Set A Watch, O Lord, Before My Mouth

Psalms 141:3 – “Set a watch, O LORD, before my mouth; keep the door of my lips.”

THERE IS AN OLD children's nursery rhyme that says, “Sticks and stones may break my bones, but words will never hurt me.” It sounds quite good; however, as we all can attest, words do hurt, words do bring harm, and words cause great problems.

The tongue of man can either bring forth life or death. James, Chapter 3, beginning with Verse 5, says, “Even so the tongue is a little member, and boasts great things. Behold, how great a matter a little fire kindles! And the tongue is a fire, a world of iniquity: so is the tongue among our members, that it defiles the whole body, and sets on fire the course of nature; and it is set on fire of hell. For every kind of beasts, and of birds, and of serpents, and of things in the sea, is tamed, and has been tamed of mankind. But the tongue can no man tame; it is an unruly evil, full of deadly poison” (James 3:5-8).

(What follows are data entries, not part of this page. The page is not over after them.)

PR #33, opened 2025-03-07
Account RPCs

str4d:


zallet/src/components/json_rpc/methods.rs
```diff
@@ -17,6 +22,47 @@ pub(crate) trait Rpc {
...
+        account: JsonValue,
+        receiver_types: Option<Vec<String>>,
+        diversifier_index: Option<u128>,
+    ) -> get_address_for_account::Response;
+
+    /// Lists the addresses managed by this wallet by source, including those generated
+    /// from randomness by this wallet, Sapling addresses generated from the legacy HD
+    /// seed, imported watchonly transparent addresses, shielded addresses tracked using
+    /// imported viewing keys, and addresses derived from the wallet's mnemonic seed for
+    /// releases version 4.7.0 and above.
```
str4d, line 54: This text is copied from `zcashd`, but will need revising once we've determined what we're actually supporting.

zallet/src/components/json_rpc/methods/get_address_for_account.rs
```diff
@@ -0,0 +1,208 @@
...
+            // zcash_client_sqlite only returns `Ok(None)` if the diversifier index is
+            // invalid for one of the requested receiver types.
+            None => Err(LegacyCode::Wallet.with_message(format!(
+                "Error: diversifier index {} cannot generate an address with the requested receivers.",
+                u128::from(diversifier_index),
+            ))),
+        }
+    } else {
+        wallet
+            .get_next_available_address(account_id, request)
```
nuttycom, line 127: After the changes in https://github.com/zcash/librustzcash/pull/1673, this will not behave as described in the documentation (it will not necessarily produce the next diversifier index in sequence unless the request specifies a transparent receiver.). If the sequentiality of shielded-only diversifier indices is considered essential, then we'll have to add a `force_sequential_diversifier_index_allocation` flag or something of the sort to this API.

zallet/src/components/json_rpc/methods/get_address_for_account.rs
```diff
@@ -0,0 +1,208 @@
...
+            // This would be a race condition between this and account deletion.
+            .ok_or(RpcErrorCode::InternalError.into())
+    }?;
+
+    // Only include `account` in the response if it was provided in the request. We rely
+    // on the checks performed in `parse_account_parameter`.
+    let account = match account {
+        JsonValue::Number(n) => n.as_u64(),
+        _ => None,
+    };
```
nuttycom, line 138: This is weird behavior; if the caller provided it, why would they need it back? On the other hand, if the caller didn't provide it, then they might need it! My inclination here would be to always return it; that's a strictly additive change, and so it should be safe for clients of the API.

zallet/src/components/json_rpc/methods/get_address_for_account.rs
```diff
@@ -0,0 +1,208 @@
...
+                unified::Typecode::P2sh =>  LegacyCode::Wallet.with_static(
+                    "Error: P2SH addresses can not be created using this RPC method.",
+                ),
+                _ => LegacyCode::Wallet.with_message(format!(
+                    "Error: receiver type {:?} is not supported.",
+                    typecode,
+                ))
+            },
+            AddressGenerationError::KeyNotAvailable(typecode) => LegacyCode::Wallet.with_message(format!(
+                "Error: account {} does not have a receiver component with type {:?}.",
```
nuttycom, line 181:
```suggestion
                "Error: account {} does not have a key item with type {:?}.",
```

zallet/src/components/json_rpc/methods/get_address_for_account.rs
```diff
@@ -0,0 +1,208 @@
...
+                "Error: cannot generate an address containing no shielded receivers."
+            ),
+        },
+        SqliteClientError::AccountUnknown => LegacyCode::Wallet.with_message(format!(
+            "Error: account {} has not been generated by z_getnewaccount.",
+            account
+        )),
+        SqliteClientError::ChainHeightUnknown => LegacyCode::Wallet.with_static(
+            "Error: chain height is unknown. Wait for syncing to progress and then try again."
+        ),
```
nuttycom, line 195: Is this error actually applicable in this context?

zallet/src/components/json_rpc/methods/get_address_for_account.rs
```diff
@@ -0,0 +1,208 @@
...
+        SqliteClientError::ReachedGapLimit(_, index) => LegacyCode::Wallet.with_message(format!(
+            "Error: reached the transparent gap limit while attempting to generate a new address at index {}.",
+            index,
+        )),
+        SqliteClientError::DiversifierIndexReuse(diversifier_index, _) => {
+            LegacyCode::Wallet.with_message(format!(
+                "Error: address at diversifier index {} was already generated with different receiver types.",
+                u128::from(diversifier_index),
+            ))
+        }
```
nuttycom, line 205: This behavior also contradicts the documentation from zcashd, which says that it'll give back whatever was previously generated. However, I'm okay with this constricting change as I think that the zcashd behavior is likely a foot-gun.

zallet/src/components/json_rpc/methods/list_addresses.rs
```diff
@@ -0,0 +1,210 @@
...
+                    // Change addresses are never used in a UA receiver, so we need to
+                    // list them separately.
+                    change_addresses.push(taddr.encode(wallet.params()));
+                }
+            } else {
+                // TODO: Provide some way of determining whether this address is a UA receiver.
+            }
+        }
+
+        // TODO: Expose all addresses, not just the last generated.
```
nuttycom, line 124: Add a `librustzcash` issue for the required `zcash_client_backend` functionality.

str4d: https://github.com/zcash/librustzcash/issues/1740

zallet/src/components/json_rpc/utils.rs
```diff
@@ -0,0 +1,83 @@
...
+                })
+            } else {
+                Err(LegacyCode::Wallet.with_static("Account numbers are not supported in wallets with multiple seeds. Use the account UUID instead."))
+            }
+        }
+        // This might be an account UUID.
+        JsonValue::String(s) => s
+            .parse()
+            .map(AccountUuid::from_uuid)
+            .map_err(|_| RpcErrorCode::InvalidParams.into()),
```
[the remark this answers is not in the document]
str4d: I'm confused about what you think is not supported here.

zallet/src/components/json_rpc/methods/get_address_for_account.rs
str4d: One could argue that "valid for the list of receiver types" is sufficient flexibility to let us switch to time-based for shielded-only. But we probably should avoid changing these particular semantics (unless we want to do outreach to the ecosystem participants who have said they are using this API, to determing what aspect of this guarantee they depend on).

Maybe the way to handle this is at time of constructing the `WalletDb`? If we don't have a clock, we can't do time-based address derivation. Then it could be a Zallet config option for whether we allow time-based derivation or not. (Is there anything else we might want the clock for in future, where we couldn't just treat clock presence as equivalent to time-based derivation?)

zallet/src/components/json_rpc/methods/get_address_for_account.rs
str4d: > if the caller provided it, why would they need it back?

It's what the current API does. There's probably rationale on the original PR.

> if the caller didn't provide it, then they might need it!

The caller always provided something. If the caller didn't provide `account` _as a number_, it means they provided it as a UUID, and that we _do_ provide in the response (unconditionally, as we want people to migrate to UUIDs).

My rationale here is that if the caller has migrate to using UUIDs, we don't want to provide them with the old `account` field that previously meant "the number you provided to the call", because it won't necessarily work on a repeat call (if there are multiple seeds).

An alternative approach would be to re-define the type of `account` in the return type similarly to in the request, i.e. it can now be either a number or a string. That would have symmetry, but also be more likely to break things (and we'd still want to provide the UUID next to an account number for forward migration, so then we'd post-migration be duplicating information).

zallet/src/components/json_rpc/methods/get_address_for_account.rs
str4d: Currently no (I think), but in future it could due to how the method is documented:
> If no list of receiver types is given (or the empty list `[]`), the best and second-best shielded receiver types, along with the \"p2pkh\" (i.e. transparent) receiver type, will be used.

This could easily depend on height.

zallet/src/components/json_rpc/methods/get_address_for_account.rs
str4d: I don't believe this contradicts the documentation from zcashd:
> Once a Unified Address has been derived at a specific diversifier index, re-deriving it (via a subsequent call to `z_getaddressforaccount` with the same account and index) will produce the same address with the same list of receiver types. An error will be returned if a different list of receiver types is requested.

The error's documentation:
```rust
    /// The backend encountered an attempt to reuse a diversifier index to generate an address
    /// having different receivers from an address that had previously been exposed for that
    /// diversifier index. Returns the previously exposed address.
```

This means that as long as the same set of receivers is requested, the same address gets generated, otherwise this error occurs.

Where I think the behaviour _might_ differ is that if the user doesn't specify an explicit set (i.e. via `[]`), what zcashd does (IIRC) is return whatever is in the database if it exists, and _otherwise_ generates a new address using the default receiver set. But `WalletWrite::get_address_for_index` (or `WalletRead`) doesn't currently provide a way to just get the previously-derived address for a given index. After https://github.com/zcash/librustzcash/pull/1739 we can fetch all addresses and then filter by diversifier index, but that's a bit heavy. But maybe it's fine?

zallet/src/components/json_rpc/methods/list_addresses.rs
```diff
@@ -0,0 +1,222 @@
...
+            // This would be a race condition between this and account deletion.
+            .ok_or(RpcErrorCode::InternalError)?;
+
+        let addresses = wallet
+            .list_addresses(account.id())
+            .map_err(|e| LegacyCode::Database.with_message(e.to_string()))?;
+
+        let mut transparent_addresses = vec![];
+        let mut transparent_change_addresses = vec![];
+        let mut transparent_ephemeral_addresses = vec![];
```
str4d, line 114: We didn't have ephemeral addresses in `zcashd`, so we need to decide where in the output to place them. Note that for historic reasons, the external and change addresses in the `transparent` block of a source are not subgrouped by account. We could bucket all ephemeral addresses together next to them, or we could create a new part of the structure for them.

zallet/src/components/json_rpc/methods/list_addresses.rs
```diff
@@ -0,0 +1,222 @@
...
+    /// The receiver types that the UA contains (valid values are "p2pkh", "sapling", "orchard").
+    receiver_types: Vec<String>,
+
+    /// The unified address corresponding to the diversifier.
+    address: String,
+}
+
+pub(crate) fn call(wallet: &WalletConnection) -> Response {
+    let mut imported_watchonly = AddressSource::empty("imported_watchonly");
+    let mut mnemonic_seed = AddressSource::empty("mnemonic_seed");
```
str4d, line 96: `zcashd` has 5 defined sources:
- `imported`: addresses that correspond to imported standalone spending keys for transparent, Sprout, or Sapling.
- `imported_watchonly`: imported standalone transparent addresses, or addresses derived from imported Sprout or Sapling viewing keys.
- `legacy_random`: transparent addresses generated by the wallet via the keypool and Sprout addresses for which we have the spending key.
- `legacy_hdseed`: addresses derived from a raw BIP 32 seed. Sapling-only.
- `mnemonic_seed`: addresses derived from a BIP 39 mnemonic phrase.

In mapping these to Zallet:
- I've extended `imported_watchonly` to include imported Unified Viewing Keys (which we never supported in `zcashd`).
- We currently cannot represent `imported` or `legacy_random` in `zcash_client_sqlite`, because all addresses must have an associated account, and all accounts must have a UIVK.
- We currently cannot correctly represent `imported_watchonly` standalone transparent addresses in `zcash_client_sqlite`. What the current Zallet impl adds as transparent addresses, are derived addresses with a known `diversifier_index` (which must be non-null in the database).
- We cannot distinguish `legacy_hdseed` from `mnemonic_seed` using `zcash_client_sqlite` alone (but potentially can record this distinguisher in the Zallet keystore DB, once that is implemented).

nuttycom: A related note: https://github.com/zcash/librustzcash/pull/1739#discussion_r2003951283

zallet/src/components/json_rpc/methods/get_address_for_account.rs
daira: Any form of decorrelation to reduce timing metadata leakage might need a clock. I'd prefer making that an explicit flag (or however we handle other config options).

zallet/src/components/json_rpc/methods/get_address_for_account.rs
daira: Another one for `zcashd-compatibility-quirks`?

zallet/src/components/json_rpc/methods/get_address_for_account.rs
nuttycom: Part of the issue I had hoped to avoid with the time-based address generation is the question of what to do if a caller requests > GAP_LIMIT shielded-only addresses in a row. If we "use up" transparent child indices with shielded address derivation, then we'll end up in a situation where someone's desire to generate a new shielded-only address conflicts with the transparent gap limit. 

Suffice it to say that I think we're better off with the new `librustzcash` behavior, and should just document it.

zallet/src/components/json_rpc/utils.rs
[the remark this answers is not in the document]
nuttycom: Oh, sorry, I misread this. This is just the parser; I think that I had been interpreting this as missing functionality.

zallet/src/components/json_rpc/methods/get_address_for_account.rs
daira: Just document the known difference from zcashd.

zallet/src/components/json_rpc/methods/list_addresses.rs
nuttycom: Ephemeral addresses are explicitly a per-account concern, so we should not group them with the historic addresses.

daira (approved):
utACK

zallet/src/components/json_rpc/methods/list_addresses.rs
nuttycom: > Maybe add a parameter to the RPC to split out {external, change, ephemeral}, but bucket them together by default?

We already put per-account transparent addresses under the correct per-account section. There will never be any ephemeral addresses associated with the legacy account; we don't need to group them together.

> Note that for historic reasons, the external and change addresses in the transparent block of a source are not subgrouped by account.

I thought that that was _only_ true for the legacy random source? If we failed to group per-account transparent addresses with the rest of the account's addresses, that was a major miss.

nuttycom (approved):
utACK 82cf348696db24c4e4989e3c3f49e52e2ba9d4ac with comments

zallet/src/components/json_rpc/methods/list_addresses.rs
str4d: > > There's a question to answer of whether or not we support migrating purely-random addresses or whether we require wallets to migrate away from them.
>
> [..] These addresses will continue to receive funds so long as the outputs to the transparent protocol are allowed on the network, and Zallet must be able to spend those funds.

I don't necessarily agree; exchanges can and do rotate user-facing addresses. And we know of at least one exchange that does not honor funds sent to unsupported public-facing addresses that were previously supported.

What I'd prefer to do here is open an issue tracking this specific capability (support for importing arbitrary standalone transparent spending keys), and then ask ecosystem entities whether that capability is blocking for them. Lack of this capability should not block other progress on Zallet (in particular because this capability requires significant changes to `zcash_client_sqlite`).

zallet/src/components/json_rpc/methods/get_address_for_account.rs
```diff
@@ -0,0 +1,208 @@
...
+    },
+};
+
+/// Response to a `z_getaddressforaccount` RPC request.
+pub(crate) type Response = RpcResult<Address>;
+
+#[derive(Clone, Debug, Serialize)]
+pub(crate) struct Address {
+    /// The account's UUID within this Zallet instance.
+    uuid: String,
```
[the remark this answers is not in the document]
str4d: Yes, the names of these fields are publicly exposed as the JSON keys in the JSON-RPC output. You'll notice I explicitly rename some of these in `serde` (where the existing `zcashd`-inherited name uses camelCase).

Note however that the `Address` struct name is _not_ exposed publicly. The name `Address` is purely an internal helper for preparing the JSON-RPC response type.

As for the choice of `uuid` here, we do not currently have any such field in the `zcashd` wallet output, so we can pick whatever name we want here. Generally in `zcashd` we picked something that would be consistently used across all occurrences of it. So I'd be fine naming this `account_uuid`, or probably `accountUuid` for better consistency in the output.

zallet/src/components/json_rpc/methods/get_address_for_account.rs
```diff
@@ -0,0 +1,208 @@
...
+                        "are invalid receiver types"
+                    }
+                )))
+            }
+        }
+        _ => {
+            // zcashd default is the best and second-best shielded receiver types, and the
+            // transparent (P2PKH) receiver type. That currently corresponds to all possible
+            // receiver types.
+            let request = UnifiedAddressRequest::unsafe_custom(
```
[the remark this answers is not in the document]
str4d: `REQUIRE_ALL` is not the same thing as the documented `z_getaddressforaccount` default. They currently happen to be the same, but that will not always be the case.

zallet/src/components/json_rpc/methods/list_addresses.rs
str4d: AFAICT from the `zcashd` impl, we did indeed fail to group per-account transparent addresses with the rest of the account's addresses. PR that added this logic is here: https://github.com/zcash/zcash/pull/5681

zallet/src/components/json_rpc/methods/list_addresses.rs
nuttycom: > And we know of at least one exchange that does not honor funds sent to unsupported public-facing addresses that were previously supported.

If you're referring to Binance, this I believe that this isn't currently the case, and that they still honor funds sent to pre-ZIP-320 addresses. In any case, I do not think that we can reasonably expect all exchanges to have fully migrated all users off of all randomly-derived keys by the time that we need NU7 to activate.

zallet/src/components/json_rpc/methods/get_address_for_account.rs
str4d: > We might want to consider adding another optional argument to this API for the seed fingerprint; then, if someone provides both a ZIP 32 id and the seed fingerprint, we can unambiguously determine what account it's referring to.

Opened #40.

str4d: > I suggest adding an "account_uuid" field to the response and making both that and "account" always present.

I'm doing the former but not (for now) doing the latter.

> If there are clients that don't tolerate that, gate the old behaviour on `zcashd-compatibility-quirks`. We never guaranteed that new fields wouldn't be added to the response (or that there wouldn't be new situations in which a field is present).

I was not arguing that the presence of `account_uuid` would be a problem; I agree adding fields is always fine. Removing an existing field is what can break things, which is why I only remove `account` if it is clear the caller has already migrated to the new behaviour.

If we decide to do #40 then I'd be open to always having `account` present (though I'd prefer we instead rename it).

zallet/src/components/json_rpc/methods/get_address_for_account.rs
str4d: Going with "cannot generate a receiver component" instead as that is clearer to the user (the RPC docs talk about receiver types, not key items).

zallet/src/components/json_rpc/methods/list_addresses.rs
str4d: I'm fixing this by adding a new `derivedTransparent` array to each source. `transparent` will only contain transparent addresses for which we do not know derivation information.

str4d:
Addressed review comments.

str4d:
[Force-pushed](https://github.com/zcash/wallet/compare/47234d234ca4b0dc26215a9b4bbb60aae6785afe..ed6e3fd18fc9744ec14e9824f1b24d73940c0893) to remove TODO (I confirmed that `zcashd` uses Require semantics).

nuttycom (approved):
utACK ed6e3fd18fc9744ec14e9824f1b24d73940c0893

Then, in Verse 10, James says, “Out of the same mouth proceeds blessing and cursing. My brethren, these things ought not so to be.

I think it can be said that an unruly tongue has destroyed marriages and relationships, has split up churches, and even has caused young believers in the Lord to get discouraged and lose their way with the Lord. Not long ago, I heard someone say that the hardest thing for a Christian to do is to “tame his tongue.” When I heard that, two things came to mind. First, I agree. Secondly, the reason man can’t tame the tongue is that he tries to do it through his own efforts and labor when the fact is that the only way it can be done is by our yielding our tongues to the control of the Holy Spirit.


1. Slander: The dictionary defines slander as “the utterance of false charges or misrepresentations which defame and damage another’s reputation.”

In Romans 1:29, Paul used the word whisperers, and in II Corinthians 12:20, whisperings. Both the singular and the plural mean “slander, gossip, backbiter, an accuser, secret detractors who pretend secrecy and carry out accusations against men, whether true or false, blasting their reputation by clandestine gossip.”

Actually, when one slanders another or when one passes gossip about someone, he is, in reality, murdering that person’s reputation. Do not pass over this statement lightly. To slander another person is to murder his reputation and degrade his character in the eyes of those who are told such things.

There is no such thing as idle gossip or slander. How many people believe horrible things about someone simply because someone said something about him? As James said, we can either bless or curse, and if you can’t bless someone’s reputation, then please don’t curse his reputation. As the old adage goes, “If you can’t say something good, then don’t say anything at all.”

In saying this, please don’t get the idea that one can’t point out wrong doctrine. That’s totally wrong. If one’s doctrine is wrong, then we must, for the sake of the sheep, speak up. However, we leave it at that. We deal with the error and not the heart or motivation.

2. Judging: In Matthew, Chapter 7, Jesus taught on judging. Without a doubt, it is one of the most misunderstood passages in the Bible. In Verse 1, where the Lord says, “Judge not, that you be not judged,” this actually refers back to Verses 25 through 34 of Chapter 6. There were those in the early church who were mired in poverty, which caused others in the church to judge them as having committed sin, and the poverty was a judgment of God. This is exactly what Job’s friends did. The Lord was simply telling us not to judge one’s heart according to circumstances. Yet, in Chapter 7, Verse 20, the Lord plainly states, “Wherefore by their fruits you shall know them.” Our fruits should be judged. We don’t judge one’s heart, but we do judge the fruit of one who calls himself a believer. John 7:24 references this: “Judge not according to the appearance, but judge righteous judgment.”

Only the Lord knows the heart of the individual, so let’s not try to play God.

3. Doubt: Doubt is speaking words of doubt regarding God and His divine provision. When one speaks words of doubt, it, in effect, calls God a liar and places doubt about His ability to perform what He has promised. Think about what you just read. To speak doubt is to call God a liar. From our lips, we will either speak faith or doubt. To speak faith is to speak life; to speak doubt is to speak death.


We are to follow the words of David in this great psalm: “Set a watch, O LORD, before my mouth; keep the door of my lips.”

What David is saying is that we are to yield our tongue and our words to the Lord. We are to allow Him to stand, if you will, as the guardian of our lips. We are to daily yield our tongues to the Lord that we might become an instrument of praise and encouragement and not an instrument of doubt, slander, judgment, and death.